Freud's development of the concept

Freud first described the practice of undoing in his 1909 "Notes upon a Case of Obsessional Neurosis". Here he recounted how his patient (the "Rat Man") first removed a stone from the road in case his lady's carriage should overturn upon it, and thereafter 'felt obliged to go back and replace the stone in its original position in the middle of the road'. [2] Freud argued that his 'undoing this deed of love by replacing the stone where...her carriage might come to grief against it...was determined by a motive contrary to that which produced the first part' [3] by hate, not love.

It was two decades later in 1926 that he formalised the ego defense as' undoing what has been done....it is, as it were, negative magic, and endeavours, by means of motor symbolism, to blow away not merely the consequences of some event (or experience or impression) but the event itself'. [4] Freud then went on to use '"undoing" what has been done...[as] good enough grounds for re-introducing the old concept of defence, which can cover all these processes that have the same purpose—namely the protection of the ego against instinctual demands' [5] —one of the major technical advances of his later years.

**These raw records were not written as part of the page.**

PR #5236, opened 2023-10-05
Log if Same IP is being used or not

faern:
Desktop+Android equivalent of #5228. Logs when the known Same IP IPs are being used for a WireGuard tunnel. Should aid in debugging any issues that might arise during the rollout of Same IP.

- - -
This change is [Reviewable](https://reviewable.io/reviews/mullvad/mullvadvpn-app/5236)

### DIFF
--- a/mullvad-daemon/src/tunnel.rs
+++ b/mullvad-daemon/src/tunnel.rs
@@ -1,4 +1,10 @@
-use std::{future::Future, pin::Pin, sync::Arc};
+use std::{
+    future::Future,
+    net::{IpAddr, Ipv4Addr, Ipv6Addr},
+    pin::Pin,
+    str::FromStr,
+    sync::Arc,
+};
 
 use tokio::sync::Mutex;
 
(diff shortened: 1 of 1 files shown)


dlon (approved):
> *[Reviewable](https://reviewable.io/reviews/mullvad/mullvadvpn-app/5236)* status: all files reviewed, 1 unresolved discussion (waiting on @faern)

___
*[`mullvad-daemon/src/tunnel.rs` line 33 at r2](https://reviewable.io/reviews/mullvad/mullvadvpn-app/5236#-Nfz-WWT66Ocf0_oBQwq:-Nfz-WWT66Ocf0_oBQwr:b-hvf9p0) ([raw file](https://github.com/mullvad/mullvadvpn-app/blob/2d7ff6c16e3022d125f7dec77e915dde30d47350/mullvad-daemon/src/tunnel.rs#L33)):*
> ```XML
> /// peer.
> static SAME_IP_V4: Lazy<IpAddr> =
>     Lazy::new(|| Ipv4Addr::from_str("10.127.255.254").unwrap().into());
> ```

Nit: Might be a bit nicer to just use `Ipv{4,6}Addr::new` here since they're const.

PR #5259, opened 2023-10-10
Tunnel async actor tests

buggmagnet:
This PR enables testing for the following classes:
- `PacketTunnelActor`
- `TunnelManager`
- `AppMessageHandler`

- - -
This change is [Reviewable](https://reviewable.io/reviews/mullvad/mullvadvpn-app/5259)


rablador (changes requested):
> Reviewed 13 of 13 files at r1, 57 of 57 files at r2, 13 of 13 files at r3, all commit messages.
> *[Reviewable](https://reviewable.io/reviews/mullvad/mullvadvpn-app/5259)* status: all files reviewed, 1 unresolved discussion (waiting on @buggmagnet)

___
*[`ios/PacketTunnelCoreTests/PacketTunnelActorTests.swift` line 175 at r1](https://reviewable.io/reviews/mullvad/mullvadvpn-app/5259#-NgO_nxl8XCLJS6Geba3:-NgO_nxl8XCLJS6Geba4:b-9gl8o8) ([raw file](https://github.com/mullvad/mullvadvpn-app/blob/6d2ed0d1ec8543b4944b96b0eb350d8a41abe4b8/ios/PacketTunnelCoreTests/PacketTunnelActorTests.swift#L175)):*
> ```Swift
>         // Wait for the connected state to happen so it doesn't get coalesced immediately after the call to `actor.stop`
>         actor.start(options: StartOptions(launchSource: .app))
>         await fulfillment(of: [connectedStateExpectation], timeout: 1)
> ```

We should probably use the actor.waitUntilConnected instead. Same for similar other places in the file.

pronebird (changes requested):
> Reviewed 12 of 13 files at r1.
> *[Reviewable](https://reviewable.io/reviews/mullvad/mullvadvpn-app/5259)* status: all files reviewed, 5 unresolved discussions (waiting on @buggmagnet and @rablador)

___
*[`ios/PacketTunnelCore/Actor/State.swift` line 59 at r1](https://reviewable.io/reviews/mullvad/mullvadvpn-app/5259#-NgOh6B86MM6vcmWe44s:-NgOh6B86MM6vcmWe44t:bm6ucmy) ([raw file](https://github.com/mullvad/mullvadvpn-app/blob/6d2ed0d1ec8543b4944b96b0eb350d8a41abe4b8/ios/PacketTunnelCore/Actor/State.swift#L59)):*
> ```Swift
>  */
> public enum State: Equatable {
>     public static func == (lhs: State, rhs: State) -> Bool {
> ```

This is a very specialized equality check. How about we move that extension into tests and not implement it in the actor state itself? I'd also use a method instead because the `name` itself only takes into account the enum variant, so it's rather a similarity check based on variant ignoring all associated data which can be misleading if we were to use it in other contexts.
___
*[`ios/PacketTunnelCoreTests/PacketTunnelActorTests.swift` line 175 at r1](https://reviewable.io/reviews/mullvad/mullvadvpn-app/5259#-NgO_nxl8XCLJS6Geba3:-NgOjCvIDmTEkyYqjOMU:bdiast5) ([raw file](https://github.com/mullvad/mullvadvpn-app/blob/6d2ed0d1ec8543b4944b96b0eb350d8a41abe4b8/ios/PacketTunnelCoreTests/PacketTunnelActorTests.swift#L175)):*

We should probably use the actor.waitUntilConnected instead. Same for similar other places in the file.
</blockquote></details>

`waitUntilConnected()` does not accept timeout, so it's perfectly normal to observe state directly.
___
*[`ios/PacketTunnelCoreTests/PacketTunnelActorTests.swift` line 191 at r1](https://reviewable.io/reviews/mullvad/mullvadvpn-app/5259#-NgOYuzd1CM5lPdXnLas:-NgOYuzd1CM5lPdXnLat:bfeqt98) ([raw file](https://github.com/mullvad/mullvadvpn-app/blob/6d2ed0d1ec8543b4944b96b0eb350d8a41abe4b8/ios/PacketTunnelCoreTests/PacketTunnelActorTests.swift#L191)):*
> ```Swift
>         actor.stop()
> 
>         switch await actor.state {
> ```

Since internally commands are handled in a separate detached task, picking `actor.state` right away could yield the initial value. It would be a bit more reliable to wait for commands in the channel to be consumed. 

Maybe we could add some internal method to wait for commands to be processed either inside of actor or directly on command channel. Also I don't think we need 3 calls in a row to prove the test case, one should be enough :-)
___
*[`ios/PacketTunnelCoreTests/PacketTunnelActorTests.swift` line 237 at r1](https://reviewable.io/reviews/mullvad/mullvadvpn-app/5259#-NgOVj8975u-6vUYevCI:-NgOVj8975u-6vUYevCJ:b-lfej8m) ([raw file](https://github.com/mullvad/mullvadvpn-app/blob/6d2ed0d1ec8543b4944b96b0eb350d8a41abe4b8/ios/PacketTunnelCoreTests/PacketTunnelActorTests.swift#L237)):*
> ```Swift
>                         actor.setErrorState(reason: .readSettings)
>                     }
>                     task.cancel()
> ```

What's the purpose of this detached task, given that it is cancelled immediately and therefore will not advance past `Task.sleep()`?
___
*[`ios/PacketTunnelCoreTests/Mocks/DefaultPathObserverFake.swift` line 26 at r1](https://reviewable.io/reviews/mullvad/mullvadvpn-app/5259#-NgOeeT6BdvEutoxSF-z:-NgOeeT89i8hCCRwJ5aQ:b-n9sxx8) ([raw file](https://github.com/mullvad/mullvadvpn-app/blob/3bed86d9cccbf280c47a1b85fd9276981ddefec2/ios/PacketTunnelCoreTests/Mocks/DefaultPathObserverFake.swift#L26)):*
> ```Swift
>     private var stateLock = NSLock()
> 
>     private var defaultPathHandler: ((NetworkPath) -> Void)?
> ```

It's unsafe to access internal properties normally guarded behind the mutex lock. If you have a race within a test case, then tests could prove to be faulty.

I think it would be better to implement a stub accepting expectation and then fulfill it on `stop()` as I understand this is the requirement of one of tests.

pronebird (changes requested):
> *[Reviewable](https://reviewable.io/reviews/mullvad/mullvadvpn-app/5259)* status: all files reviewed, 6 unresolved discussions (waiting on @buggmagnet and @rablador)

___
*[`ios/PacketTunnelCoreTests/AppMessageHandlerTests.swift` line 16 at r3](https://reviewable.io/reviews/mullvad/mullvadvpn-app/5259#-NgOvJl24VAC59SkQeF2:-NgOvJl24VAC59SkQeF3:b-bx1a81) ([raw file](https://github.com/mullvad/mullvadvpn-app/blob/b8b9da8eab8bee4996528d3e1ed9686f3c2ebede/ios/PacketTunnelCoreTests/AppMessageHandlerTests.swift#L16)):*
> ```Swift
> import XCTest
> 
> final class AppMessageHandlerTests: XCTestCase {
> ```

Looks like integration test. Maybe we should focus on testing inputs/outputs and signals as opposed to testing the reaction of underlying dependencies. I left a rather long comment on Slack to explain my point.

pronebird (changes requested):
> Reviewed 2 of 13 files at r3, 2 of 2 files at r4.
> *[Reviewable](https://reviewable.io/reviews/mullvad/mullvadvpn-app/5259)* status: all files reviewed, 10 unresolved discussions (waiting on @buggmagnet and @rablador)

___
*[`ios/MullvadREST/RESTProxy.swift` line 13 at r3](https://reviewable.io/reviews/mullvad/mullvadvpn-app/5259#-NgSsh4t6S2j2NeVsW0y:-NgSsh4t6S2j2NeVsW0z:b3f36o6) ([raw file](https://github.com/mullvad/mullvadvpn-app/blob/b8b9da8eab8bee4996528d3e1ed9686f3c2ebede/ios/MullvadREST/RESTProxy.swift#L13)):*
> ```Swift
> import Operations
> 
> public typealias ProxyCompletionHandler<Success> = (Result<Success, Swift.Error>) -> Void
> ```

Why not define it under REST namespace where everything else is currently defined to keep it contained?
___
*[`ios/PacketTunnelCore/Actor/State.swift` line 196 at r3](https://reviewable.io/reviews/mullvad/mullvadvpn-app/5259#-NgSt-lHApX1fHJy5JeO:-NgSt-lHApX1fHJy5JeP:b-bnrwla) ([raw file](https://github.com/mullvad/mullvadvpn-app/blob/b8b9da8eab8bee4996528d3e1ed9686f3c2ebede/ios/PacketTunnelCore/Actor/State.swift#L196)):*
> ```Swift
> 
>     /// Invalid public key.
>     case invalidPublicKey
> ```

Nit: Perhaps name this case so that it better reflects that the invalid public key is in the context of relay.
___
*[`ios/PacketTunnelCoreTests/PacketTunnelActorTests.swift` line 260 at r4](https://reviewable.io/reviews/mullvad/mullvadvpn-app/5259#-NgTIkEk3P6-eVPJdZ4Y:-NgTIkEk3P6-eVPJdZ4Z:b-y1argg) ([raw file](https://github.com/mullvad/mullvadvpn-app/blob/8cf10809fb14fe526153c9d689c9fc14a9b5c1fd/ios/PacketTunnelCoreTests/PacketTunnelActorTests.swift#L260)):*
> ```Swift
>         let initialStateExpectation = expectation(description: "Expect initial state")
> 
>         stateSink = await actor.$state.receive(on: DispatchQueue.main).sink { newState in
> ```

`$state` always emits initial value first, if I remember that right. So you'd have to wait a bit to observe if there are any changes occur to state after `actor.reconnect()` is called. 

Maybe "inverse" expectation with a reasonable timeout can be used instead of `XCTFail()`.
___
*[`ios/PacketTunnelCoreTests/PacketTunnelActorTests.swift` line 287 at r4](https://reviewable.io/reviews/mullvad/mullvadvpn-app/5259#-NgTT0nj5D6PxlofEMlM:-NgTT0nk9uuRb1naXQJh:b-jm355g) ([raw file](https://github.com/mullvad/mullvadvpn-app/blob/8cf10809fb14fe526153c9d689c9fc14a9b5c1fd/ios/PacketTunnelCoreTests/PacketTunnelActorTests.swift#L287)):*
> ```Swift
>         await fulfillment(of: [disconnectedStateExpectation], timeout: 1)
> 
>         await expect(.initial, on: actor) {
> ```

1. You probably mean to expect `.disconnected` state and not `.initial` in here. 
2. Since you assign a new sink within `expect()`,  the first value it emits should be current value (`.disconnected`) and this test will finish before `actor.reconnect()` executes. So again I can only think of using a short timeout and inverse expectation to ensure that actor remains in the same state.
___
*[`ios/PacketTunnelCoreTests/PacketTunnelActorTests.swift` line 311 at r4](https://reviewable.io/reviews/mullvad/mullvadvpn-app/5259#-NgTUqFx7ReIDz4zBC79:-NgTUqFx7ReIDz4zBC7A:b9eznji) ([raw file](https://github.com/mullvad/mullvadvpn-app/blob/8cf10809fb14fe526153c9d689c9fc14a9b5c1fd/ios/PacketTunnelCoreTests/PacketTunnelActorTests.swift#L311)):*
> ```Swift
>             connectedExpectation.fulfill()
>         }
>         actor.start(options: StartOptions(launchSource: .app))
> ```

Nit: Maybe we should provide a default value for `launchSource = .app` to avoid repeating it in every test
___
*[`ios/PacketTunnelCoreTests/Mocks/DefaultPathObserverFake.swift` line 26 at r1](https://reviewable.io/reviews/mullvad/mullvadvpn-app/5259#-NgOeeT6BdvEutoxSF-z:-NgTVAzmA-UU4Ux93oJB:b-a9vry9) ([raw file](https://github.com/mullvad/mullvadvpn-app/blob/3bed86d9cccbf280c47a1b85fd9276981ddefec2/ios/PacketTunnelCoreTests/Mocks/DefaultPathObserverFake.swift#L26)):*

Fair enough, we can do that.
</blockquote></details>

What if we make `onStart` and `onStop` immutable and fill them over `init()` to guarantee that they can be safely accessed without lock within the class? Or do we need to mutate them dynamically? 

It feels odd to have object half of which is protected by mutex lock and the other half isn't. If the object is expected to be used from multiple threads then we should protect all properties that are accessed concurrently. 

I know it's for tests only but as you said, we should give some love to tests, so that they serve us well for the years to come.

rablador (approved):
> Reviewed 2 of 2 files at r4, 1 of 85 files at r5, 7 of 76 files at r6, 6 of 19 files at r8, 53 of 66 files at r11, 19 of 28 files at r12, 11 of 11 files at r13, all commit messages.
> *[Reviewable](https://reviewable.io/reviews/mullvad/mullvadvpn-app/5259)* status: all files reviewed, 8 unresolved discussions (waiting on @buggmagnet and @pronebird)

___
*[`ios/PacketTunnelCore/Actor/State.swift` line 196 at r3](https://reviewable.io/reviews/mullvad/mullvadvpn-app/5259#-NgSt-lHApX1fHJy5JeO:-NgTz1ITAaxkwW5Koj7h:b-896fix) ([raw file](https://github.com/mullvad/mullvadvpn-app/blob/b8b9da8eab8bee4996528d3e1ed9686f3c2ebede/ios/PacketTunnelCore/Actor/State.swift#L196)):*

Nit: Perhaps name this case so that it better reflects that the invalid public key is in the context of relay.
</blockquote></details>

Done.
___
*[`ios/PacketTunnelCoreTests/AppMessageHandlerTests.swift` line 16 at r3](https://reviewable.io/reviews/mullvad/mullvadvpn-app/5259#-NgOvJl24VAC59SkQeF2:-NgTyqyJ3Yo26q_mZbY2:b-896fix) ([raw file](https://github.com/mullvad/mullvadvpn-app/blob/b8b9da8eab8bee4996528d3e1ed9686f3c2ebede/ios/PacketTunnelCoreTests/AppMessageHandlerTests.swift#L16)):*

Fair enough, I'll look at it.
</blockquote></details>

Done.

rablador (commented):
> Reviewed 1 of 1 files at r14, all commit messages.
> *[Reviewable](https://reviewable.io/reviews/mullvad/mullvadvpn-app/5259)* status: all files reviewed, 8 unresolved discussions (waiting on @buggmagnet and @pronebird)

pronebird (changes requested):
> Reviewed 5 of 76 files at r6, 52 of 66 files at r11, 6 of 28 files at r12, 9 of 11 files at r13, 1 of 2 files at r15, all commit messages.
> *[Reviewable](https://reviewable.io/reviews/mullvad/mullvadvpn-app/5259)* status: all files reviewed, 15 unresolved discussions (waiting on @buggmagnet)

___
*[`ios/MullvadREST/RESTAccessTokenManager.swift` line 14 at r15](https://reviewable.io/reviews/mullvad/mullvadvpn-app/5259#-NgYOa34BiOb7WwYJW9a:-NgYOa34BiOb7WwYJW9b:bdizuhq) ([raw file](https://github.com/mullvad/mullvadvpn-app/blob/7c64ef21a59f96e60f7f77d09355e0f8fbc739d3/ios/MullvadREST/RESTAccessTokenManager.swift#L14)):*
> ```Swift
> import Operations
> 
> public protocol AccessTokenManagement {
> ```

Nit: it would be in spirit of how other protocols are named within the framework, i.e with "REST" prefix.
___
*[`ios/MullvadREST/RESTAccountsProxy.swift` line 12 at r15](https://reviewable.io/reviews/mullvad/mullvadvpn-app/5259#-NgYOsFi0zSeP3gAg3fz:-NgYOsFi0zSeP3gAg3g-:b-85hti0) ([raw file](https://github.com/mullvad/mullvadvpn-app/blob/7c64ef21a59f96e60f7f77d09355e0f8fbc739d3/ios/MullvadREST/RESTAccountsProxy.swift#L12)):*
> ```Swift
> import MullvadTypes
> 
> public protocol AccountHandling {
> ```

Nit: same here `RESTAccountHandling` would be a bit less generic.
___
*[`ios/MullvadREST/RESTAuthenticationProxy.swift` line 60 at r15](https://reviewable.io/reviews/mullvad/mullvadvpn-app/5259#-NgYPnt40W9bWDPEfDE4:-NgYPnt5ElDoptEo0KkU:bfv9zpk) ([raw file](https://github.com/mullvad/mullvadvpn-app/blob/7c64ef21a59f96e60f7f77d09355e0f8fbc739d3/ios/MullvadREST/RESTAuthenticationProxy.swift#L60)):*
> ```Swift
>     }
> 
>     public struct AccessTokenData: Decodable {
> ```

Nit: note that `AuthenticationProxy.getAccessToken()` is `internal`.
___
*[`ios/MullvadVPN/Classes/ObserverList.swift` line 26 at r15](https://reviewable.io/reviews/mullvad/mullvadvpn-app/5259#-NgYQhuP8LnOGJobjcHI:-NgYQhuP8LnOGJobjcHJ:b-d7vlha) ([raw file](https://github.com/mullvad/mullvadvpn-app/blob/7c64ef21a59f96e60f7f77d09355e0f8fbc739d3/ios/MullvadVPN/Classes/ObserverList.swift#L26)):*
> ```Swift
>     }
> 
>     static func == (lhs: WeakBox<T>, rhs: WeakBox<T>) -> Bool {
> ```

Nit: I don't mind this change but it is completely out of scope of this PR and could have been done in isolation.
___
*[`ios/MullvadVPN/TunnelManager/Tunnel.swift` line 24 at r15](https://reviewable.io/reviews/mullvad/mullvadvpn-app/5259#-NgYSjP-8Mu7elL6q-he:-NgYSjP-8Mu7elL6q-hf:b-4e2eud) ([raw file](https://github.com/mullvad/mullvadvpn-app/blob/7c64ef21a59f96e60f7f77d09355e0f8fbc739d3/ios/MullvadVPN/TunnelManager/Tunnel.swift#L24)):*
> ```Swift
> 
> protocol TunnelProtocol: AnyObject, Equatable {
>     func addObserver(_ observer: TunnelStatusObserver)
> ```

Do you mind to group observation methods a bit below around `addBlockObserver()`?
___
*[`ios/MullvadVPN/TunnelManager/TunnelStore.swift` line 98 at r15](https://reviewable.io/reviews/mullvad/mullvadvpn-app/5259#-NgYU39u9j5_MAl0PelU:-NgYU39u9j5_MAl0PelV:b-eyfibh) ([raw file](https://github.com/mullvad/mullvadvpn-app/blob/7c64ef21a59f96e60f7f77d09355e0f8fbc739d3/ios/MullvadVPN/TunnelManager/TunnelStore.swift#L98)):*
> ```Swift
> 
>     private func handleTunnelStatus(tunnel: any TunnelProtocol, status: NEVPNStatus) {
>         guard let tunnel = tunnel as? Tunnel else { return }
> ```

This does not look right. This is defeats the purpose of having `TunnelProtocol`. Why do we need to cast?
___
*[`ios/MullvadVPN/TunnelManager/UIApplication+Extensions.swift` line 14 at r15](https://reviewable.io/reviews/mullvad/mullvadvpn-app/5259#-NgYULCi5P7FP_gCiTKt:-NgYULCi5P7FP_gCiTKu:b-j49131) ([raw file](https://github.com/mullvad/mullvadvpn-app/blob/7c64ef21a59f96e60f7f77d09355e0f8fbc739d3/ios/MullvadVPN/TunnelManager/UIApplication%2BExtensions.swift#L14)):*
> ```Swift
> import UIKit
> 
> public protocol UIApplicationProtocol {
> ```

Nit: you could name it something like `BackgroundTaskProviding` to better describe why we need this object in tunnel manager.
___
*[`ios/MullvadVPNTests/AccessTokenManager+Stubs.swift` line 18 at r15](https://reviewable.io/reviews/mullvad/mullvadvpn-app/5259#-NgYVB790nE8VYs-dWb6:-NgYVB790nE8VYs-dWb7:b-537bcs) ([raw file](https://github.com/mullvad/mullvadvpn-app/blob/7c64ef21a59f96e60f7f77d09355e0f8fbc739d3/ios/MullvadVPNTests/AccessTokenManager%2BStubs.swift#L18)):*
> ```Swift
>         completionHandler: @escaping ProxyCompletionHandler<REST.AccessTokenData>
>     ) -> Cancellable {
>         AnyCancellable()
> ```

FYI I am not sure in which context this stub is used but absence of call to `completionHandler` will paralyze.

pronebird (changes requested):
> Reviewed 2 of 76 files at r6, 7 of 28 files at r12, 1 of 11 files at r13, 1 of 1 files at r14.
PR #5273, opened 2023-10-11
Ensure atomicity between (re)connection attempts

pronebird:
Currently reconnection is a two fold operation:
- First we increment attempt counter
- Then schedule command for reconnect to leverage coalescing system.

This approach produces two individual changes to `state` which can be misleading when observed from the outside. For instance:

-  If the tunnel is currently in `.connected` state, the first mutation increments attempt counter updating it to `1`.
- The observer then receives a `.connected` state with attempt counter updated to `1`. 
- The second mutation changes `state` to `.reconnecting` with attempt counter set to `1`.
- The observer then receives a `.reconnecting` state with attempt counter set to `1`.

Because `connected`, `reconnecting`, `connecting` were handled the same way, the tunnel losing connectivity also starts connection attempt counter at `1` which is suboptimal.

This PR aims to fix the aforementioned issues by introducing `ReconnectReason` which is passed along with `reconnect()` command in place of `shouldStopTunnelMonitor` parameter. `tryStart()` then is responsible for incrementing the attempt counter following these rules:

- The counter is not incremented If current state is `.connected`. That's because the tunnel is going to transition to `.reconnecting` phase and attempt counter should start at zero during the first attempt, then increment with each subsequent attempt.
- The counter is incremented if current state is either `.connecting` or `.reconnecting` as normal.

Two tests added to ensure that state transitions for (re)connection attempts happen as expected.

- - -
This change is [Reviewable](https://reviewable.io/reviews/mullvad/mullvadvpn-app/5273)

### DIFF
--- a/ios/PacketTunnelCore/Actor/Actor+ConnectionMonitoring.swift
+++ b/ios/PacketTunnelCore/Actor/Actor+ConnectionMonitoring.swift
@@ -47,28 +47,14 @@ extension PacketTunnelActor {
         }
     }
 
-    /// Increment connection attempt counter and reconnect the tunnel.
+    /// Tell the tunnel to reconnect providing the correct reason to ensure that the attempt counter is incremented before reconnect.
     private func onHandleConnectionRecovery() async {
         switch state {
-        case var .connecting(connState):
-            connState.incrementAttemptCount()
-            state = .connecting(connState)
-
-        case var .reconnecting(connState):
-            connState.incrementAttemptCount()
-            state = .reconnecting(connState)
-
-        case var .connected(connState):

In psychoanalysis after Freud

The first psychoanalytic half-century saw several writers exploring the concept of undoing in Freud's wake. Anna Freud listed it among the ego mechanisms; Ernest Jones and Ella Freeman Sharpe both wrote articles linking it with 'actions and attitudes aimed at the undoing of imaginative destructions. Strivings for reparation may...be the main motive'. [6] Otto Fenichel devoted a substantial section of his "mechanism of defense" to summarizing past work in his encyclopedic Theory of Neurosis: he was especially interested in how 'the undoing sometimes does not consist in a compulsion to do the opposite of what has been done previously but in a compulsion to repeat the very same act...with the opposite unconscious meaning'. [7]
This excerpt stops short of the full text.